WHAT THIS TASK INVOLVES -> The full set of entries has to be output exactly.

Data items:
Issue #120, opened 2018-09-27
Dependency AbstractAlgebra and PolynomialZeros


jarlebring:
I'm afraid we will have to deactivate or try to get around the use of PolynomialZeros which depends on AbstractAlgebra. The "welcome to" message is not acceptable for us. I don't think they will remove it any time soon considering the responses to my request to remove it on their github (see issue 158 in  https://github.com/Nemocas/AbstractAlgebra.jl). We can look into other polynomial root finder packages.

meleg:
Naive question: can we just use a naive approach like computing the eigenvalues of a (scaled) companion matrix as root-finder? We usually do not have very ill-conditioned polynomial (as far as I know).

jarlebring:
One of the reasons we moved to this particular package was its support for BigFloat. `eigen` doesnt support BigFloat so that naive approach would need some "hacks" to work.

maxbennedich:
We can create a new package called `AbstractAlgebraWithoutTheWelcomeMessage.jl`, which is a copy of theirs but with the welcome message removed. It can be automated to always stay in sync with their repository. Their license seems to allow it. 😛

meleg:
I suggest one of these options:
- We implement our own polynomial root finder (maybe we can simply use the Ehrlich-Aberth method), We should be able to do it in BigFloat.
- We use the eigenvalue of compation matrix (and we do not support BigFloat)
- We try another package

I am slightly more in favor of the first option (and volunteer for eventually trying).

jarlebring:
Approach 2 can be fixed to work for bigfloats. Basically do an eigen implementation for BigFloat matrices: Round to Float64 => use eigen on Float => Use result as starting value for two steps of inverse iteration. 

I would be slightly in favor of approach 2, since the changes seem the smallest and removes a dependency. 

The EA method is not the most common approach for poly roots, and I see a high risk of a hidden amount of work required to design starting values and treat special cases.

jarlebring:
I will close this and maybe revisit it if the abstract algebra package changes behavior.

PR #129, opened 2018-10-03
Naive poly_roots 

jarlebring:
This contains a naive fix for #120 where we rely on companion matrix construction and do a couple of steps of Rayleigh qoutient iteration with output of `eig(::Matrix{Float64})` as starting values . We only used `poly_roots` in one place, so the fix is not so intrusive.

### DIFF
--- a/src/NEPTypes.jl
+++ b/src/NEPTypes.jl
@@ -570,8 +570,14 @@ julia> compute_Mder(pep,3)-(A0+A1*3+A2*9)
         for i=1:size(nep.A,1)
             a[i]=dot(y,nep.A[i]*x);
         end
-        p=Poly(a);
-        rr=real(poly_roots(p));  # Only works if polynomial roots are real
+        m=size(nep.A,1);
+        A=zeros(T,m-1,m-1);
+        for k=1:m-1
+            A[ķ,k+1]=1;
+            A[end,k]=-a[k]/a[end]
+        end
+        pp=eigvals(A);
+        rr=real(pp);  # This function only works if polynomial roots are real
         return rr
     end
 
--- a/src/NEPTypes.jl
+++ b/src/NEPTypes.jl
@@ -578,9 +578,12 @@ julia> compute_Mder(pep,3)-(A0+A1*3+A2*9)
             A[end,k]=-a[k]/a[end]
         end
         pp=eigvals(A);
-        rr=real(pp);  # This function only works if polynomial roots are real
-        II=sortperm(abs.(rr .- target))
-        return rr[II];
+        if (T <: Real) # If we specify real arithmetic, return real eigvals
+            pp=real(pp);
+        end
+
+        II=sortperm(abs.(pp .- target))
+        return pp[II];
     end
 
     # Overload a version of eigvals(::Matrix{BigFloat}) for compute_rf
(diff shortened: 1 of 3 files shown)


src/NEPTypes.jl
```diff
@@ -570,11 +568,47 @@ julia> compute_Mder(pep,3)-(A0+A1*3+A2*9)
...
+        # Build a bigfloat companion matrix
+        A=zeros(T,m-1,m-1);
+        for k=1:m-1
+            if (k<m-1)
+                A[k,k+1]=1;
+            end
+            A[end,k]=-a[k]/a[end]
+        end
+        pp=eigvals(A);
+        rr=real(pp);  # This function only works if polynomial roots are real
```
eringh: Is this needed? I see that we had it before. But why can't the Rayleigh quotient be complex?
Shouldn't we rather make it dependent on the arithmetic type `T`?

jarlebring: I will add some code which does this conditionally based on `T`. I am not sure we have ever carefully defined the meaning of `T` in  `compute_rf`. It is currently not clear to me if it is an arithmetic type (and not related to returned type) or the expected return type or some other type logic in relation to input.

src/NEPTypes.jl
```diff
@@ -570,11 +568,50 @@ julia> compute_Mder(pep,3)-(A0+A1*3+A2*9)
...
+        T=eltype(A);
+        Tfloat= (T <: Complex) ? (ComplexF64) : (Float64)
+        Afloat=Matrix{Tfloat}(A);
+        λv,X=eigen(Afloat);
+        local λv_bigfloat=Vector{Complex{BigFloat}}(λv);
+        # Some Rayleigh quotient iteration steps in bigfloat to improve accuracy:
+        for j=1:size(λv,1)
+            local s=λv_bigfloat[j];
+            z=Vector{Complex{BigFloat}}(X[:,j])
+            for f=1:3
```
maxbennedich: Could the number of iterations be figured out dynamically, by residual norm or something? (Or perhaps there's no need for that?)

meleg:
A small issue. Is this method numerically stable for computing roots of an high degree polynomial (say > 10)? My suggestion is to not use the companion matrix but the scaled companion matrix (iar-style). In this way the eigenvectors will not have large elements. I remember from a matlab testing that the scaled companion often gives better results (or at least never worst). Maybe it is not necessary, if you tested and it works, it is fine.

src/NEPTypes.jl
jarlebring: In principle yes, but they are always heuristic. The decision to take three is however already from theory. The Rayleigh quotient iteration has cubic convergence. If we initiate with an approximation with error 10^-16:

Error after one step (10^-16)^3=10^-49 
Error after two steps (10^-49)^3=10^-145 which is smaller than eps(BigFloat)=10^-77. 

I take one extra step to be "sure".

jarlebring:
I think if you take a different companion linearization we will get stability problems elsewhere. For IAR there is a more natural choice since we are interested in eigenvalues close to the origin. If we start looking at stability there is an enormous depth of research about how to do companion linearization, and specialized algorithms. Very difficult to do "correctly". I therefore prefer to do a naive approach (w standard companion matrix), rather than trying to incorporate research in an incomplete way.

maxbennedich:
Nice job! Should we add a unit test for this, or is it covered by existing tests?

jarlebring:
This is a drop-in replacement. I think it is already quite well covered.

jarlebring:
I will merge this as preparation for the release. Maybe we reactivate PolynomialZeros in the next release.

OUTPUT FOR THIS EXERCISE ->
Issue #120, opened 2018-09-27
Dependency AbstractAlgebra and PolynomialZeros


jarlebring:
I'm afraid we will have to deactivate or try to get around the use of PolynomialZeros which depends on AbstractAlgebra. The "welcome to" message is not acceptable for us. I don't think they will remove it any time soon considering the responses to my request to remove it on their github (see issue 158 in  https://github.com/Nemocas/AbstractAlgebra.jl). We can look into other polynomial root finder packages.

meleg:
Naive question: can we just use a naive approach like computing the eigenvalues of a (scaled) companion matrix as root-finder? We usually do not have very ill-conditioned polynomial (as far as I know).

jarlebring:
One of the reasons we moved to this particular package was its support for BigFloat. `eigen` doesnt support BigFloat so that naive approach would need some "hacks" to work.

maxbennedich:
We can create a new package called `AbstractAlgebraWithoutTheWelcomeMessage.jl`, which is a copy of theirs but with the welcome message removed. It can be automated to always stay in sync with their repository. Their license seems to allow it. 😛

meleg:
I suggest one of these options:
- We implement our own polynomial root finder (maybe we can simply use the Ehrlich-Aberth method), We should be able to do it in BigFloat.
- We use the eigenvalue of compation matrix (and we do not support BigFloat)
- We try another package

I am slightly more in favor of the first option (and volunteer for eventually trying).

jarlebring:
Approach 2 can be fixed to work for bigfloats. Basically do an eigen implementation for BigFloat matrices: Round to Float64 => use eigen on Float => Use result as starting value for two steps of inverse iteration. 

I would be slightly in favor of approach 2, since the changes seem the smallest and removes a dependency. 

The EA method is not the most common approach for poly roots, and I see a high risk of a hidden amount of work required to design starting values and treat special cases.

jarlebring:
I will close this and maybe revisit it if the abstract algebra package changes behavior.

PR #129, opened 2018-10-03
Naive poly_roots 

jarlebring:
This contains a naive fix for #120 where we rely on companion matrix construction and do a couple of steps of Rayleigh qoutient iteration with output of `eig(::Matrix{Float64})` as starting values . We only used `poly_roots` in one place, so the fix is not so intrusive.

### DIFF
--- a/src/NEPTypes.jl
+++ b/src/NEPTypes.jl
@@ -570,8 +570,14 @@ julia> compute_Mder(pep,3)-(A0+A1*3+A2*9)
         for i=1:size(nep.A,1)
             a[i]=dot(y,nep.A[i]*x);
         end
-        p=Poly(a);
-        rr=real(poly_roots(p));  # Only works if polynomial roots are real
+        m=size(nep.A,1);
+        A=zeros(T,m-1,m-1);
+        for k=1:m-1
+            A[ķ,k+1]=1;
+            A[end,k]=-a[k]/a[end]
+        end
+        pp=eigvals(A);
+        rr=real(pp);  # This function only works if polynomial roots are real
         return rr
     end
 
--- a/src/NEPTypes.jl
+++ b/src/NEPTypes.jl
@@ -578,9 +578,12 @@ julia> compute_Mder(pep,3)-(A0+A1*3+A2*9)
             A[end,k]=-a[k]/a[end]
         end
         pp=eigvals(A);
-        rr=real(pp);  # This function only works if polynomial roots are real
-        II=sortperm(abs.(rr .- target))
-        return rr[II];
+        if (T <: Real) # If we specify real arithmetic, return real eigvals
+            pp=real(pp);
+        end
+
+        II=sortperm(abs.(pp .- target))
+        return pp[II];
     end
 
     # Overload a version of eigvals(::Matrix{BigFloat}) for compute_rf
(diff shortened: 1 of 3 files shown)


src/NEPTypes.jl
```diff
@@ -570,11 +568,47 @@ julia> compute_Mder(pep,3)-(A0+A1*3+A2*9)
...
+        # Build a bigfloat companion matrix
+        A=zeros(T,m-1,m-1);
+        for k=1:m-1
+            if (k<m-1)
+                A[k,k+1]=1;
+            end
+            A[end,k]=-a[k]/a[end]
+        end
+        pp=eigvals(A);
+        rr=real(pp);  # This function only works if polynomial roots are real
```
eringh: Is this needed? I see that we had it before. But why can't the Rayleigh quotient be complex?
Shouldn't we rather make it dependent on the arithmetic type `T`?

jarlebring: I will add some code which does this conditionally based on `T`. I am not sure we have ever carefully defined the meaning of `T` in  `compute_rf`. It is currently not clear to me if it is an arithmetic type (and not related to returned type) or the expected return type or some other type logic in relation to input.

src/NEPTypes.jl
```diff
@@ -570,11 +568,50 @@ julia> compute_Mder(pep,3)-(A0+A1*3+A2*9)
...
+        T=eltype(A);
+        Tfloat= (T <: Complex) ? (ComplexF64) : (Float64)
+        Afloat=Matrix{Tfloat}(A);
+        λv,X=eigen(Afloat);
+        local λv_bigfloat=Vector{Complex{BigFloat}}(λv);
+        # Some Rayleigh quotient iteration steps in bigfloat to improve accuracy:
+        for j=1:size(λv,1)
+            local s=λv_bigfloat[j];
+            z=Vector{Complex{BigFloat}}(X[:,j])
+            for f=1:3
```
maxbennedich: Could the number of iterations be figured out dynamically, by residual norm or something? (Or perhaps there's no need for that?)

meleg:
A small issue. Is this method numerically stable for computing roots of an high degree polynomial (say > 10)? My suggestion is to not use the companion matrix but the scaled companion matrix (iar-style). In this way the eigenvectors will not have large elements. I remember from a matlab testing that the scaled companion often gives better results (or at least never worst). Maybe it is not necessary, if you tested and it works, it is fine.

src/NEPTypes.jl
jarlebring: In principle yes, but they are always heuristic. The decision to take three is however already from theory. The Rayleigh quotient iteration has cubic convergence. If we initiate with an approximation with error 10^-16:

Error after one step (10^-16)^3=10^-49 
Error after two steps (10^-49)^3=10^-145 which is smaller than eps(BigFloat)=10^-77. 

I take one extra step to be "sure".

jarlebring:
I think if you take a different companion linearization we will get stability problems elsewhere. For IAR there is a more natural choice since we are interested in eigenvalues close to the origin. If we start looking at stability there is an enormous depth of research about how to do companion linearization, and specialized algorithms. Very difficult to do "correctly". I therefore prefer to do a naive approach (w standard companion matrix), rather than trying to incorporate research in an incomplete way.

maxbennedich:
Nice job! Should we add a unit test for this, or is it covered by existing tests?

jarlebring:
This is a drop-in replacement. I think it is already quite well covered.

jarlebring:
I will merge this as preparation for the release. Maybe we reactivate PolynomialZeros in the next release.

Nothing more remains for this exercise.